Problem to work on: From the listing below, copy out every line where the word "entirely" appears.

Segment Open

PR #660, opened 2020-09-15
Fix sub timestep STDP issues

rowleya:
This is needed to make a test fail!


rowleya:
Closing as now merged in to #632

PR #661, opened 2020-09-17
Router provenance mapper utility

dkfellows:
This produces heatmap plots for all the router provenance. It can't plot other types of provenance (e.g., anything at core level).

It takes the name of the provenance database, and spits out a whole load of PNG files _with fixed names in the current directory_. Example output:

External_P2P_Packets


dkfellows:
Note also that this requires the additional `seaborn` package to work.

alan-stokes:
total router table entries? unique routes in router after and before compresion.? 

please and thank you

dkfellows:
> total router table entries? unique routes in router after and before compresion.?

Is that information in the database? If so, this can extract it. Just add the relevant key/filename to the list…

dkfellows:
Discovered how to have optional dependencies, so we can have a plotting tool that needs extra libraries without forcing all users to have them. _Documented this in the README._

Gory details of how that works are really at https://setuptools.readthedocs.io/en/latest/userguide/dependency_management.html#optional-dependencies and https://setuptools.readthedocs.io/en/latest/userguide/entry_point.html#dependency-management 
For some reason Google likes to point to the single most useless page in that documentation tree, so use these links instead!

PR #662, opened 2020-09-17
Reallocate spalloc job if known with sick board suffers

Christian-B:
Requires: https://github.com/SpiNNakerManchester/SpiNNMachine/pull/139

TODO!
Report the list of ipaddresses that are sick and not in the list.
Ideally by telling the spalloc server which delists the boards and triggers manual intervention.


spinn_front_end_common/interface/interface_functions/spalloc_machine_generator.py
```diff
@@ -0,0 +1,148 @@
...
+                machine_details, txrx = machine_generator(
+                    hostname, bmp_details, downed_chips, downed_cores,
+                    downed_links, board_version, auto_detect_bmp,
+                    scamp_connection_data, boot_port_num,
+                    reset_machine_on_start_up,
+                    max_sdram_size, repair_machine, ignore_bad_ethernets,
+                    default_report_directory)
+                known = False
+                for sick_ip in sick_boards:
+                    if sick_ip in ex.ipaddress:
```
dkfellows, line 141: This logic seems backwards. We want to exclude known bad boards from reporting, not work through the list of bad boards and check if any of them are in there. Though I suppose recovering if any of them were known is somewhat sensible too.

Need to be clear exactly what conditions trigger reporting and what trigger retrying; they might not be the same!

spinn_front_end_common/interface/interface_functions/spalloc_machine_generator.py
```diff
@@ -0,0 +1,148 @@
...
+                    scamp_connection_data, boot_port_num,
+                    reset_machine_on_start_up, max_sdram_size, repair_machine,
+                    ignore_bad_ethernets, default_report_directory)
+            except SpinnMachineCorruptionException as ex:
+                if n_boards and n_boards > self.MAX_RESTART_SIZE_IN_BOARDS:
+                    raise
+                if n_chips and n_chips > self.MAX_RESTART_SIZE_IN_BOARDS * 48:
+                    raise
+                machine_generator = MachineGenerator()
+                machine_details, txrx = machine_generator(
```
dkfellows, line 132: Definitely should not call this here!

dkfellows (changes requested):

spinn_front_end_common/interface/interface_functions/spalloc_machine_generator.py
dkfellows: The problem is that this is the code that just threw, and the generator's stateless. It's got an _extremely_ high chance to throw again.

Christian-B:
So out of date and old easier to redo if ever needed.

rowleya:
Actually happens on spalloc itself now really anyway!

PR #663, opened 2020-09-18
Get rid of signed/unsigned warnings

dkfellows:
This is done by avoiding bubblesort and using [insertion sort](https://en.wikipedia.org/wiki/Insertion_sort) instead. This should be a bit faster too, and the code is shorter.


rowleya (approved):
Looks like a good idea; approved when it passes

dkfellows:
All passed

PR #664, opened 2020-09-21
Inline all TDMA things

rowleya:
This mostly just moves things into the header for inlining.  It also re-enables the counter for out-of-time TDMA.

### DIFF
--- a/c_common/front_end_common_lib/include/tdma_processing.h
+++ b/c_common/front_end_common_lib/include/tdma_processing.h
@@ -38,9 +38,18 @@ typedef struct tdma_parameters {
     uint32_t time_between_sends;
 } tdma_parameters;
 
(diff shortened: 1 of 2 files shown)


alan-stokes:
this will double the code for SSP and SSA and possibly other things which send packets in different areas of the code

dkfellows (approved):

dkfellows:
> this will double the code for SSP and SSA and possibly other things which send packets in different areas of the code

But are either SSP or SSA so large as for this to be a problem?

alan-stokes:
> > this will double the code for SSP and SSA and possibly other things which send packets in different areas of the code
> 
> But are either SSP or SSA so large as for this to be a problem?

no, but tis always worth knowing the consequences of your actions. otherwise I'm not fussed about this pr.

PR #666, opened 2020-09-29
Run synchronized

rowleya:
This PR adds functionality to allow "closed loop" synchronization with an external agent, such as the HBP NRP.  This adds to the simulation environment by having a defined number of time steps to be run before the simulation pauses and waits for a message from the host to continue.  The check for the simulation to be finished has been encapsulated and combined with this functionality for ease of use.  The simulation still has an overall number of steps to run for, and so nothing is done between the simulation pausing and the message being received, thus speeding up the "closed loop" cycle.


alan-stokes:
why is this work not just using the auto pause and resume functionality to lock the max steps per cycle and using the notification process to get the system to restart?

rowleya:
Because it is too slow.  This requires nothing to be sent from SpiNNaker, just a regular (and either in time or slightly slower time) signal from the host to say "continue".

rowleya:
Correction: any signal that is slower is fine, not just slightly.  In fact you can entirely pause the whole simulation as long as you want,  just by not sending the signal, which is ideal for the NRP integration.

alan-stokes:
can i claim a review then. coz if thats too slow. i want to know how the heck this is doing it "faster"

rowleya:
Yes, please feel free to review.

alan-stokes:
> Correction: any signal that is slower is fine, not just slightly. In fact you can entirely pause the whole simulation as long as you want, just by not sending the signal, which is ideal for the NRP integration.

now youve confused me. if slower is fine. (and given the system will hang forever without the notification response being set. the auot pause and resume func sounds fine..... so confused.

rowleya:
Side note: The NRP is currently being refactored so full testing of this with the NRP will have to wait until that is complete.  This doesn't necessarily stop this being merged as it works in itself, as shown in the new test

spinn_front_end_common/interface/abstract_spinnaker_base.py
```diff
@@ -799,41 +820,33 @@ def _calc_run_time(self, run_time):
...
             total_run_timesteps * machine_time_step_ms *
             self.time_scale_factor)
 
-        # Convert dt into microseconds and divide by
-        # realtime proportion to get hardware timestep
+        # Convert dt into microseconds and multiply by
+        # scale factor to get hardware timestep
         hardware_timestep_us = int(round(
-            float(self.machine_time_step) / float(self.time_scale_factor)))
+            float(self.machine_time_step) * float(self.time_scale_factor)))
```
andrewgait, line 835: Are you sure this is now the right way round?  I don't remember this being wrong previously...

andrewgait (changes requested):
This looks fine to me.  I agree with @alan-stokes that it may be possible to amalgamate this with auto-pause and resume in the future, but for now I'm happy with this.  I just have one minor issue - see comment below.

spinn_front_end_common/interface/abstract_spinnaker_base.py
rowleya: I forgot I had changed this, but the timestep on the machine is definitely multiplied by the timescale factor, as otherwise it would get smaller...

andrewgait: Ah, okay.  I forget every so often that the time_scale_factor isn't a fraction but an integer... so happy to merge this now.

andrewgait (approved):

PR #667, opened 2020-09-29
Actually report problems to spalloc

dkfellows:
I'm not yet sure that I've got the logic for this right.


dkfellows:
Most of the changes are just a merge of `master`

dkfellows:
This is now just a broken branch. Yes, we should report problems... but I don't think I can mend this branch to do it any more.

PR #670, opened 2020-10-05
Even Alan can not measure power on virtual chips

Christian-B:


alan-stokes:
requests 1 test which can be ran all the time. which tests this combination of debug mode / power monitors and external devices *sticks tongue out at tester*

alan-stokes (dismissed):
wheres the bespoke test!

PR #671, opened 2020-10-07
Pop based master pop table

rowleya:
Makes bitfields work better with the pop_based_master_pop_table changes in SpiNNakerManchester/sPyNNaker#776.

The changes include:
 - The bit fields are no longer split into three lists, instead having flags in each entry indicating if they are merged and/or redundant
 - Remove some things that are just not used
 - Bit fields filters are stored in memory in key order, so sorting by redundancy is done here instead
 - Check has been added that there is 1 bitfield per processor per routing table entry at most
 - (Minor change) The system execution process has been updated to allow the printing of any errors


c_common/models/compressors/src/sorter/bit_field_reader.h
```diff
@@ -150,6 +150,30 @@ static inline void print_structs(
     }
 }
 
+static uint32_t n_redundant(filter_info_t *filter) {
+    uint32_t n_atoms = filter->n_atoms;
+    uint32_t n_words = get_bit_field_size(n_atoms);
+    return n_atoms - count_bit_field(filter->data, n_words);
+}
+
+//! \brief Sort a subset of the bitfields by the redundancy
```
alan-stokes, line 159: more docs needed. params, etc etc

c_common/models/compressors/src/sorter/bit_field_reader.h
```diff
@@ -150,6 +150,30 @@ static inline void print_structs(
     }
 }
 
+static uint32_t n_redundant(filter_info_t *filter) {
```
alan-stokes, line 153: so this is bemusing. line 39 detect_redundant_packet_count is doing the same thing as this. and line 39 is more doced. but yours is a better impl. i recommend merging them into 1

alan-stokes (changes requested):

spinn_front_end_common/interface/interface_functions/machine_bit_field_router_compressor.py
```diff
@@ -222,19 +222,25 @@ def __call__(
...
+                functools.partial(
+                    self._check_bit_field_router_compressor_for_success,
+                    host_chips=on_host_chips,
+                    sorter_binary_path=bit_field_sorter_executable_path,
+                    prov_data_items=prov_items),
+                [CPUState.FINISHED], True,
+                "bit_field_compressor_on_{}_{}_{}.txt",
+                [bit_field_sorter_executable_path], progress_bar,
+                logger=logger)
+        except SpiNNManCoresNotInStateException as e:
```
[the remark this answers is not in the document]
rowleya: Well, I can add in just "Exception" since I have no idea what else might come out of there...  Note however that I do only want to catch that exception, the others can just raise...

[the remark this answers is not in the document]
rowleya: Hmm, from reading PEP8 and other advice, you really shouldn't catch exceptions that you don't want to handle...

spinn_front_end_common/utilities/system_control_logic.py
```diff
@@ -49,6 +49,9 @@ def run_system_application(
         Or `None` for all binaries
     :param progress_bar: Possible progress bar to update.
            end() will be called after state checked
+    :param logger:
+        If provided and iobuf is extracted, will be used to log errors and
+        warnings
     :type progress_bar: ~spinn_utilities.progress_bar.ProgressBar or None
```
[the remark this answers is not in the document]
rowleya: "Fixed"

c_common/models/compressors/src/sorter/bit_field_reader.h
rowleya: Done

c_common/models/compressors/src/sorter/bit_field_reader.h
rowleya: Merged

c_common/models/compressors/src/bit_field_common/routing_tables.h
```diff
@@ -67,7 +67,8 @@ entry_t* routing_tables_append_get_entry(void) {
     // check that we're not hitting the max entries supported by the table
     if (multi_table.n_entries == (int) multi_table.max_entries) {
         log_error(
-                "there is no more space in this multi-table for this entry.");
+                "there is no more space out of %d entries in this multi-table"
+                "for this entry.", multi_table.max_entries);
```
andrewgait, line 71: I've noticed this more in various places recently - grammatically we should be starting error / log messages such as this with a capital letter.  Probably worth going through all errors / warnings etc. and checking grammar / spelling etc. before we go ahead with a release...

andrewgait (approved):
This looks fine, one minor request.

Also, just recording my dislike for having to use "int" in various places rather than "uint32_t"; I know why it's generally necessary but it would be nice if we could work on sorting this out at some point...

c_common/models/compressors/src/bit_field_common/routing_tables.h
rowleya: Fixed

PR #672, opened 2020-10-09
fix for command sender

alan-stokes:
this fixes external device support so that it actually works again. 

tested by 
https://github.com/SpiNNakerManchester/sPyNNaker8/pull/473


spinn_front_end_common/utility_models/abstract_one_app_one_machine_vertex.py
```diff
@@ -71,14 +71,6 @@ def remember_associated_machine_vertex(self, machine_vertex):
         super(AbstractOneAppOneMachineVertex, self).\
             remember_associated_machine_vertex(machine_vertex)
 
-    @overrides(AbstractGeneratesDataSpecification.generate_data_specification)
```
andrewgait, line 74: flake8 is saying you need to take this out of the imports; while you're there, I think AbstractHasAssociatedBinary can go too (and you can delete get_binary_file_name(...) from above as well).

andrewgait (changes requested):

spinn_front_end_common/utility_models/abstract_one_app_one_machine_vertex.py
alan-stokes: fixed

andrewgait (approved):

PR #673, opened 2020-10-13
Don't error just warn

rowleya:


dkfellows (approved):

andrewgait (approved):
Seems fair enough for now but at some point we should probably revisit whether there are situations where an error is more appropriate than a warning.

dkfellows:
What's the actual minimum inter-send time? The current default (50) smells like it could be arbitrary.

rowleya:
A core needs ~17 cycles for a receive I think + some handling time, so 50(us?) does seem very high; even at 30 clock cycles per receive, you would expect a 150ns (=0.15us) to be more accurate.

dkfellows:
Continue that thought in the linked issue.

alan-stokes:
> A core needs ~17 cycles for a receive I thin

well @lplana was very much on the view that it took 30 ish cycles to get past the interrupt layer in the c code. and the 10 extra was from the ciruclar buffer. 

its also worth noting that the global TDMA came to the same conclusion. so its not exactly arbitary

PR #679, opened 2020-10-21
allows key constriants on vertex to be applied to all outgoing constr…

alan-stokes:
…aints.


Christian-B:
@alan-stokes Check my refactory. If you agree and green Merge it!

PR #680, opened 2020-10-21
Use the AbstractContextManager from SpiNNUtils

dkfellows:
Rather than dealing with the hacky mess that is Python's context manager protocol directly.


Christian-B (approved):
These all look fine to me.

I did not see a Spynakker8 branch to run the integration tests.

Other than the spalloc one which appears to bring in rig these are good to go.

PR #681, opened 2020-10-23
More provenance

dkfellows:
Now that we're looking at actually doing something more useful with provenance (see #661) it would really help if we had better provenance actually coming out of the system. This is PR is about improving all this stuff.

Extends the API provided by `ProvidesProvenanceDataFromMachineImpl` to make it much easier to make a vertex that spits out the standard provenance and its own type-specific fields.


dkfellows:
The key simplification is that, with this change, _most_ vertex types can just `yield` the various `ProvenanceDataItem`s that they want to provide rather than having to do the splicing into the list of provenance being built themselves. This leads to less nested code and is easier to get obviously right. (We can also standardize a bunch of other things too.)

It doesn't work for `PopulationMachineVertex` in sPyNNaker. That (alone of all our vertices) wants to examine the standard provenance as well.

spinn_front_end_common/interface/provenance/provides_provenance_data_from_machine_impl.py
```diff
@@ -210,64 +211,65 @@ def _read_basic_provenance_items(self, provenance_data, placement):
...
     def _get_remaining_provenance_data_items(self, provenance_data):
         """
-        :param list(ProvenanceDataItem) provenance_data:
-        :rtype: list(ProvenanceDataItem)
+        :param list(int) provenance_data:
+        :rtype: list(int)
         """
         return provenance_data[self.NUM_PROVENANCE_DATA_ENTRIES:]
 
+    def _get_extra_provenance_items(
```
Christian-B, line 254: I do not like a function to be overwitten to start with an underscore.

Christian-B: Why is location a tuple when the only place calling it has x, y, p and has to make a tuple and all places that use it split it back out to x, y, p

spinn_front_end_common/interface/provenance/provides_provenance_data_from_machine_impl.py
```diff
@@ -284,4 +286,9 @@ def get_provenance_data_from_machine(self, transceiver, placement):
         """
         provenance_data = self._read_provenance_data(
             transceiver, placement)
-        return self._read_basic_provenance_items(provenance_data, placement)
+        items = self._read_basic_provenance_items(provenance_data, placement)
+        label, x, y, p, names = self._get_placement_details(placement)
```
Christian-B, line 290: Why is self._get_placement_details(placement) done here AND in self._read_basic_provenance_items( which is only called from here?

Why not have read_basic_provenance_item and get_remaining_provenance_data_items take the same parameters?

c_common/models/live_packet_gather/src/live_packet_gather.c
```diff
@@ -33,12 +33,16 @@
...
     //! Count of overflows when no payload was sent
     uint32_t number_of_overflows_no_payload;
     //! Count of overflows when a payload was sent
     uint32_t number_of_overflows_with_payload;
-};
+    //! Number of events gathered and recorded
+    uint32_t number_of_gathered_events;
+    //! Number of messages sent to host
+    uint32_t number_of_sent_messages;
+} provenance_data_struct;
```
Christian-B, line 45: our naming pattern for typdedef to always end the name with _t

spinn_front_end_common/interface/interface_functions/router_provenance_gatherer.py
```diff
@@ -48,6 +48,47 @@ class RouterProvenanceGatherer(object):
         # transceiver
         '_txrx',
     ]
+    __DROPPED_MC_MSG = (
```
Christian-B, line 51: I highly dislike the moving of stings only used on one place to constants.

Especially when they need formatting.

Why not keep them in place with f" style formatting.

spinn_front_end_common/interface/interface_functions/router_provenance_gatherer.py
```diff
@@ -135,288 +180,236 @@ def _add_router_provenance_data(
...
-
-    @staticmethod
-    def _has_virtual_chip_connected(machine, x, y):
+            message=self.__DROPPED_MC_MSG.format(
+                x, y, diagnostics.n_dropped_multicast_packets))
+        yield ProvenanceDataItem(
+            names + ["Dropped_Multicast_Packets_via_local_transmission"],
+            diagnostics.user_3,
+            report=(diagnostics.user_3 > 0),
+            message=self.__DROPPED_LOCAL_MC_MSG.format(
```
Christian-B, line 321: I know this method is very long but moving the Strings out only makes it even harder to read!

spinn_front_end_common/interface/interface_functions/router_provenance_gatherer.py
```diff
@@ -88,23 +129,28 @@ def __call__(
...
+    def __summary_items(self):
+        """
+        :rtype: iterable(ProvenanceDataItem)
+        """
+        yield ProvenanceDataItem(
             ["router_provenance", "total_multi_cast_sent_packets"],
-            self._total_sent_packets))
-        prov_items.append(ProvenanceDataItem(
+            self._total_sent_packets)
+        yield ProvenanceDataItem(
```
Christian-B, line 142: using yield instead of building lists to only use in an extend call is APPROVED!

spinn_front_end_common/interface/interface_functions/router_provenance_gatherer.py
```diff
@@ -135,288 +180,236 @@ def _add_router_provenance_data(
...
         """
-        :param ~.RouterDiagnostics router_diagnostic:
-        :param ReInjectionStatus reinjection_status:
+        :param dict(tuple(int,int),ReInjectionStatus) reinjection_data:
+        :param int x:
+        :param int y:
+        :rtype: ReInjectionStatus or None
+        """
+        status = None
+        if reinjection_data is not None:
```
Christian-B, line 248: why have a temp status instead of just two returns?

Christian-B (changes requested):
Will need a second pass but here are some early suggestions

spinn_front_end_common/interface/interface_functions/router_provenance_gatherer.py
dkfellows: You'd rather it was the other way? OK. Can do.

spinn_front_end_common/interface/interface_functions/router_provenance_gatherer.py
dkfellows: Fix for one of these is fix for all.

c_common/models/live_packet_gather/src/live_packet_gather.c
dkfellows: Experience with doxygen suggests:
1. Make the type name unique in the codebase (because otherwise you get weird crosslink errors).
2. Make a typedef with the same name as the struct (because otherwise you will get very confused).

I've gone with that, and I've used the `_t` suffix instead of the ugly `_struct`.

spinn_front_end_common/interface/provenance/provides_provenance_data_from_machine_impl.py
dkfellows: They only split it out so they can use it (in inconsistent ways!) in messages that are only parsed by humans, not machines.

dkfellows:
I think there's an opportunity to standardise how we _describe_ cores to users in provenance messaging. I suggest always using:
```python
std_descriptive_label = f"{label} on {x},{y},{p}"
```
because that's approximately what is most commonly used and definitely always produces something that they can both relate to (the label) and debug with (the location).

Of course, this is a more intrusive change.

spinn_front_end_common/interface/interface_functions/router_provenance_gatherer.py
dkfellows: No idea what I was thinking there.

spinn_front_end_common/interface/provenance/provides_provenance_data_from_machine_impl.py
dkfellows: That puzzled me too.

spinn_front_end_common/interface/provenance/provides_provenance_data_from_machine_impl.py
dkfellows: Method is now called `parse_extra_provenance_items`.

Christian-B (approved):
Looks ok to me.
Glad you have an Integration test branch as I did not check all the fine details

PR #685, opened 2020-10-27
Minor changes to the OneAppOneMachine Vertex

Christian-B:


alan-stokes:
assuming passes. should be rubbered. silly travis being slow: using this as a marker for refinding

PR #686, opened 2020-10-28
check machine level first

Christian-B:
depends on https://github.com/SpiNNakerManchester/PACMAN/pull/318

### DIFF
--- a/spinn_front_end_common/interface/interface_functions/process_partition_constraints.py
+++ b/spinn_front_end_common/interface/interface_functions/process_partition_constraints.py
@@ -25,42 +25,27 @@ class ProcessPartitionConstraints(object):
         partition request it.
 
     :param ~pacman.model.graphs.machine.MachineGraph machine_graph:
-    :param ~pacman.model.graphs.application.ApplicationGraph application_graph:
     """
 
     def __call__(self, machine_graph):
         """
         :param ~.MachineGraph machine_graph:
-        :param ~.ApplicationGraph application_graph:
         """
-        if machine_graph.application_level_used:
-            # generate progress bar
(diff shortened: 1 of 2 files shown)


spinn_front_end_common/interface/interface_functions/process_partition_constraints.py
```diff
@@ -28,12 +28,12 @@ class ProcessPartitionConstraints(object):
...
     """
 
-    def __call__(self, machine_graph, application_graph=None):
+    def __call__(self, machine_graph):
         """
         :param ~.MachineGraph machine_graph:
         :param ~.ApplicationGraph application_graph:
         """
-        if application_graph is not None:
+        if machine_graph.application_level_used:
```
rowleya, line 36: Looking at this algorithm in particular, you probably don't even need to check; the code below checks the machine level and then only checks the application level 1) if the machine level doesn't have the interface and 2) if the machine level has an app level.  So this check, and the function "process_machine_partition" are both probably not needed...

Christian-B: That was a choice between s slight speed increase vs algorithm complexity.

I was unsure and the their is a clear opinion for KISS, So will change

rowleya: Yep, that looks better :)

rowleya (approved):
Oh the simplicity!

alan-stokes:
assuming passes. should be rubbered. silly travis being slow: using this as a marker for refinding

alan-stokes:
pacman version killed.

PR #690, opened 2020-11-03
Fixes for the Python docs

dkfellows:
Only really needed proper work in one package (`…on_chip_router_table_compression`) plus a few tweaks in the config.


rowleya (approved):
Looks good to me

PR #691, opened 2020-11-03
adjust api accordingly.

alan-stokes:
needed to support machine level api usage with app level adjustments

### DIFF
--- a/spinn_front_end_common/abstract_models/abstract_rewrites_data_specification.py
+++ b/spinn_front_end_common/abstract_models/abstract_rewrites_data_specification.py
@@ -33,7 +33,7 @@ class AbstractRewritesDataSpecification(object):
         "machine vertex, the SpiNNFrontEndCommon function DSGRegionReloader "
         "will not check this vertex")
 
-    def __new__(cls, *more):
+    def __new__(cls, *args, **kwargs):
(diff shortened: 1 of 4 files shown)


Christian-B (dismissed):
AbstractRewritesDataSpecification init needs to be removed as it is now also used as a Machine Vertex

spinn_front_end_common/abstract_models/abstract_rewrites_data_specification.py
```diff
@@ -23,7 +26,18 @@ class AbstractRewritesDataSpecification(object):
...
 
-    __slots__ = ()
+    __slots__ = []
+
+    _WRONG_VERTEX_TYPE_ERROR = (
+        "The vertex {} is not of type MachineVertex. By not being a "
+        "machine vertex, the SpiNNFrontEndCommon function DSGRegionReloader "
+        "will not check this vertex")
+
+    def __new__(cls, *more):
```
Christian-B, line 36: This should be def __new__(cls, *args, **kwargs):

Then it safely covers all cases,

While kwargs is not the spinnaker way of working it is correct in this case

alan-stokes: fixed

PR #697, opened 2020-11-09
Paper tests

alan-stokes:
this adds functionality for tracking values for the speed up paper. probably needs a mega clean up


dkfellows:
We will not be committing this work. This branch will be left in place.

PR #702, opened 2020-11-17
Fix -Wshadow compiler warnings

andrewgait:
Fixing some compiler warnings I just noticed - code that was there was a bit dangerous, shall we say...

Tested by https://github.com/SpiNNakerManchester/sPyNNaker8/pull/500


rowleya (approved):
Looks like some oopses in there now fixed!

alan-stokes:
yep. looks fine

alan-stokes (approved):

PR #703, opened 2020-11-17
Enable -Wold-style-definition and fix fault it finds

dkfellows:
Old-style function definitions (with `foo_bar()` instead of `foo_bar(void)`) allow _any_ number of arguments rather than _none,_ and are always wrong in our code. This PR makes them much easier to pick up.


dkfellows:
The generated code should be identical to before (except in cases where things are actually broken and we want the build to fail) so I don't plan to rerun the integration tests for this one.

andrewgait (approved):
Looks good to me - thanks for spotting it.

PR #704, opened 2020-11-20
Enable specific documenting of __call__() methods

dkfellows:
See also SpiNNakerManchester/sPyNNaker#933 (but this is independent)


spinn_front_end_common/abstract_models/impl/tdma_aware_application_vertex.py
```diff
@@ -44,12 +45,13 @@ class TDMAAwareApplicationVertex(ApplicationVertex):
         "The TDMA fell behind by {} times on core {}, {}, {}. "
         "try increasing the time_between_cores in the corresponding .cfg")
 
-    def __init__(self, label, constraints, max_atoms_per_core):
+    def __init__(self, label=None, constraints=None,
```
Christian-B, line 48: I disagree with adding default values here!   That is the role of the super classes.

Christian-B (commented):
Look good except for adding the default to TDMA.

I assume of course sphinx does the docs correctly.

spinn_front_end_common/abstract_models/impl/tdma_aware_application_vertex.py
dkfellows: Removed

Segment Closed

Result for this exercise:
Correction: any signal that is slower is fine, not just slightly.  In fact you can entirely pause the whole simulation as long as you want,  just by not sending the signal, which is ideal for the NRP integration.
> Correction: any signal that is slower is fine, not just slightly. In fact you can entirely pause the whole simulation as long as you want, just by not sending the signal, which is ideal for the NRP integration.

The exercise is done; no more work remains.